Actualidad

Columna de John Müller: “En el taxi con Lagos, la mañana de la libertad”

Imagen principal
POR Equipo Radio Pauta |

Ricardo Lagos ha sido un hombre público con muchos más aciertos que errores. Si algo se le puede criticar es que su gobierno sucumbiera a la modernidad y olvidara los viejos déficits.

Recuerdo perfectamente lo que hice la mañana del 7 de octubre de 1988, al día siguiente del plebiscito. Me presenté en el domicilio de Ricardo Lagos Escobar y me subí con él en un taxi que lo llevó al hotel del centro de Santiago donde se iba a reunir con Patricio Aylwin y el resto de la Concertación de Partidos por la Democracia para la primera conferencia de prensa tras la victoria el ‘No’.

La agenda de Lagos estaba tan cargada que la única posibilidad de que me concediera una entrevista para el desaparecido ‘Diario 16’ de España, del que yo era entonces su corresponsal, eran esos 20 minutos en taxi.

Esa mañana el aire de Santiago nos parecía más fresco y más limpio.
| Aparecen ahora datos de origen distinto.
PR #1979, opened 2023-03-29
feat(thread-protocol): Extract lock mechanism

### LINKED ISSUE #46510: Extract lock reason in the threads interface in relay

shruthilayaj:
The android sdk is going to start sending lock mechanism
as a part of the thread interface which we are going
to want to extract and store on events json.

image (2)

closes https://github.com/getsentry/sentry/issues/46510


relay-general/src/protocol/thread.rs
```diff
@@ -69,6 +69,21 @@ impl Empty for ThreadId {
...
+    #[metastructure(field = "type", required = "true")]
+    pub ty: Annotated<u64>,
+    #[metastructure(skip_serialization = "empty")]
+    pub address: Annotated<String>,
+    #[metastructure(skip_serialization = "empty")]
+    pub package_name: Annotated<String>,
+    #[metastructure(skip_serialization = "empty")]
+    pub class_name: Annotated<String>,
+    #[metastructure(skip_serialization = "empty")]
+    pub thread_id: Annotated<ThreadId>,
```
jjbayer, line 170: This allows outdated external relays to forward new fields if we ever add them:

```suggestion
    pub thread_id: Annotated<ThreadId>,
    
    /// Additional arbitrary fields for forwards compatibility.
    #[metastructure(additional_properties)]
    pub other: Object<Value>,
```

romtsn (approved):
lgtm, thanks!

relay-general/src/protocol/thread.rs
```diff
@@ -69,6 +69,25 @@ impl Empty for ThreadId {
     }
 }
 
+#[derive(Clone, Debug, PartialEq, Empty, FromValue, IntoValue, ProcessValue)]
+#[cfg_attr(feature = "jsonschema", derive(JsonSchema))]
+pub struct LockReason {
+    #[metastructure(field = "type", required = "true")]
+    pub ty: Annotated<u64>,
```
jjbayer: Do we accept any integer for `type`? If not, we could make it an enum.

jjbayer (approved):

relay-general/src/protocol/thread.rs
shruthilayaj: good question, @romtsn do you happen to know if it's a small set of integers here?

romtsn: this looks like the entire set of values, so definitely an enum would suit here
image

shruthilayaj: oh great, will update 👍

shruthilayaj: @jjbayer I made lock reason an enum most relevant changes in this commit https://github.com/getsentry/relay/pull/1979/commits/cbc72bde891cb4330200407bcc6445101763c9e0

relay-general/src/protocol/thread.rs
```diff
@@ -69,11 +71,101 @@ impl Empty for ThreadId {
     }
 }
 
+#[derive(Serialize, Deserialize, Debug, Copy, Clone, PartialEq, Eq, PartialOrd, Ord, Hash)]
+#[cfg_attr(feature = "jsonschema", derive(schemars::JsonSchema))]
+#[cfg_attr(feature = "jsonschema", schemars(rename_all = "lowercase"))]
+
```
jjbayer:
```suggestion
```

relay-general/src/protocol/thread.rs
```diff
@@ -69,11 +71,101 @@ impl Empty for ThreadId {
...
+    fn serialize_payload<S>(&self, s: S, _behavior: SkipSerialization) -> Result<S::Ok, S::Error>
+    where
+        Self: Sized,
+        S: Serializer,
+    {
+        Serialize::serialize(&self.to_string(), s)
+    }
+}
+
+impl ProcessValue for LockReasonType {}
```
jjbayer: You could get around this boilerplate by using a fallback variant, like in the code linked below. This would also make it possible for external Relays to forward new variants again.

I realize that this means that effectively, any integer is accepted again, but at least it documents the expected variants.

https://github.com/getsentry/relay/blob/92f9ac91d306310d8b3f912cdad97d686d147583/relay-general/src/protocol/debugmeta.rs#L489-L491

relay-general/src/protocol/thread.rs
```diff
@@ -69,6 +71,115 @@ impl Empty for ThreadId {
...
+            Annotated(Some(Value::I64(val)), mut meta) => {
+                match LockReasonType::from_android_lock_reason_type(val as u64) {
+                    Some(value) => Annotated(Some(value), meta),
+                    None => {
+                        meta.add_error(ErrorKind::InvalidData);
+                        meta.set_original_value(Some(val));
+                        Annotated(None, meta)
+                    }
+                }
+            }
```
iker-barriocanal, line 123: Are these branches the same? If yes, could we merge them?

relay-general/src/protocol/thread.rs
```diff
@@ -69,6 +71,115 @@ impl Empty for ThreadId {
     }
 }
 
+#[derive(Serialize, Deserialize, Debug, Copy, Clone, PartialEq, Eq, PartialOrd, Ord, Hash)]
+#[cfg_attr(feature = "jsonschema", derive(schemars::JsonSchema))]
+#[cfg_attr(feature = "jsonschema", schemars(rename_all = "lowercase"))]
+
```
iker-barriocanal:
```suggestion
```

relay-general/src/protocol/thread.rs
```diff
@@ -69,6 +71,114 @@ impl Empty for ThreadId {
...
+        Self: Sized,
+        S: Serializer,
+    {
+        Serialize::serialize(&self.to_string(), s)
+    }
+}
+
+impl ProcessValue for LockReasonType {}
+
+#[derive(Clone, Debug, PartialEq, Empty, FromValue, IntoValue, ProcessValue)]
```
jjbayer, line 149: Please add a `///` doc comment above all public types and variants.

relay-general/src/protocol/thread.rs
```diff
@@ -69,6 +71,114 @@ impl Empty for ThreadId {
...
 }
 
+#[derive(Serialize, Deserialize, Debug, Copy, Clone, PartialEq, Eq, PartialOrd, Ord, Hash)]
+#[cfg_attr(feature = "jsonschema", derive(schemars::JsonSchema))]
+#[cfg_attr(feature = "jsonschema", schemars(rename_all = "lowercase"))]
+pub enum LockReasonType {
+    Locked = 1,
+    Waiting = 2,
+    Sleeping = 4,
+    Blocked = 8,
```
jjbayer, line 84:
```suggestion
    Blocked = 8,
    // This enum does not have a `fallback_variant` because we consider it unlikely to be extended. If it is,
    // The error added to `Meta` will tell us to update this enum.
```

relay-general/src/protocol/thread.rs
```diff
@@ -128,6 +238,10 @@ pub struct Thread {
     #[metastructure(skip_serialization = "empty")]
     pub state: Annotated<String>,
 
+    /// Lock object that is blocking the thread
```
jjbayer:
```suggestion
    /// Lock object that is blocking the thread.
```

jjbayer (approved):
Please take a look at the comments below before merging.

relay-general/src/protocol/thread.rs
```diff
@@ -69,6 +71,116 @@ impl Empty for ThreadId {
...
+impl fmt::Display for LockReasonType {
+    fn fmt(&self, f: &mut fmt::Formatter<'_>) -> fmt::Result {
+        match *self {
+            LockReasonType::Locked => write!(f, "locked"),
+            LockReasonType::Waiting => write!(f, "waiting"),
+            LockReasonType::Sleeping => write!(f, "sleeping"),
+            LockReasonType::Blocked => write!(f, "blocked"),
+        }
+    }
+}
```
jjbayer:
```suggestion
```

relay-general/src/protocol/thread.rs
```diff
@@ -69,6 +71,116 @@ impl Empty for ThreadId {
...
+                meta.set_original_value(Some(value));
+                Annotated(None, meta)
+            }
+        }
+    }
+}
+
+impl IntoValue for LockReasonType {
+    fn into_value(self) -> Value {
+        Value::String(self.to_string())
```
jjbayer: I missed this on my previous review: An upstream Relay has to be able to parse this again after re-serialization, so we have to serialize as an integer (see related suggestions below).

```suggestion
        Value::U64(self as u64)
```

relay-general/src/protocol/thread.rs
```diff
@@ -69,6 +71,116 @@ impl Empty for ThreadId {
...
+    }
+
+    fn serialize_payload<S>(&self, s: S, _behavior: SkipSerialization) -> Result<S::Ok, S::Error>
+    where
+        Self: Sized,
+        S: Serializer,
+    {
+        Serialize::serialize(&self.to_string(), s)
```
jjbayer:
```suggestion
        Serialize::serialize(&(*self as u64), s)
```

relay-general/src/protocol/thread.rs
```diff
@@ -205,4 +322,69 @@ mod tests {
...
+  "state": "BLOCKED",
+  "lock_reason": {
+    "type": "locked",
+    "package_name": "android.database.sqlite",
+    "class_name": "SQLiteConnection",
+    "thread_id": 2
+  },
+  "other": "value"
+}"#;
+        assert_eq!(output, thread.to_json_pretty().unwrap());
```
jjbayer:
```suggestion
        assert_eq!(input, thread.to_json_pretty().unwrap());
```

relay-general/src/protocol/thread.rs
jjbayer: Please also add a doc comment to `LockReason` and `LockReasonType` type itself.

jjbayer (changes requested):

relay-general/src/protocol/thread.rs
shruthilayaj: Ah I see 👍

relay-general/src/protocol/thread.rs
shruthilayaj: ah yup, will do

shruthilayaj: i'm going get roman to help me with docstrings for each of the LockReasonType enums (i'm not super familiar) but will get those in before merging! you can still review the other changes

jjbayer (approved):
Thanks!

Por fin, existía la esperanza cierta de que se acabara la época negra en que los chilenos sospechosos para el régimen morían tras chocar con la esquina del escritorio en una comisaría, como le sucedió al transportista Mario Fernández, según una versión oficial que nunca he podido olvidar.

Esa mañana Lagos estaba esperanzado y abrumado. Apenas lo podía ocultar tras su enérgico vozarrón. La responsabilidad que se venía encima a la Concertación era enorme. Debían, desde la inopia más absoluta, llevar al país desde una dictadura militar a una democracia, atravesando las revueltas aguas de una población que había sufrido tantas privaciones materiales y morales que cualquier cosa podía ocurrir. Y había que hacerlo sin provocar a los que se iban y sin desencantar a los que llegaban. En ambos lados, además, había gente muy aficionada a la violencia.

Desde que pudo acceder a la TV, Lagos se autodesignó némesis de Augusto Pinochet. De hecho, esa mañana en el taxi le lanzó varias pullas al derrotado capitán general, básicamente destinadas a reducir su campo de maniobra en el año de transición que se venía por delante.

Los gobiernos de Aylwin y de Frei, así como la detención de Pinochet en Londres en 1997, le liberaron de ese papel y así, en 2000, cuando fue elegido presidente de la República, accedió al cargo como el primer socialista que llegaba al poder desde Salvador Allende. Siempre me pareció que su elección debía cerrar un ciclo inconcluso de la historia de Chile en el que una izquierda insurreccional había hecho la autocrítica y descubierto la manera democrática de hacer las grandes transformaciones a las que aspiraba.

Sin embargo, del mismo modo que mi generación quedó hipnotizada por el dedo de Lagos, las que vinieron después no lo valoran igual. En mis redes sociales, hay muchos reproches al expresidente, incluso en la hora de su despedida. La gente del sur dice que les prometió un tren y no cumplió.

Los bacheletistas que les dejó el regalo envenenado del Transantiago, una pésima política pública. Quizá si algo se le pueda enrostrar al expresidente es que durante su gobierno creyó que había más cosas resueltas que pendientes en la agenda nacional y que olvidara que a los países hay que amamantarlos no sólo con nuevas ideas, sino con viejos principios y valores. Su gobierno, deslumbrado por la modernidad y por el ‘efecto 2000’, se olvidó de que siempre hay un déficit de civismo y buenas costumbres en la sociedad.

Ahora que se marcha y que ya no habrá nada nuevo que criticarle, hay que reconocer que Ricardo Lagos ha sido un hombre público extraordinario, de los que hay pocos. Lo fue en la coyuntura histórica de la dictadura militar y en la democracia que él ayudó a recobrar. No olvidaré ese viaje en taxi de aquella mañana tan cargada de esperanzas compartidas.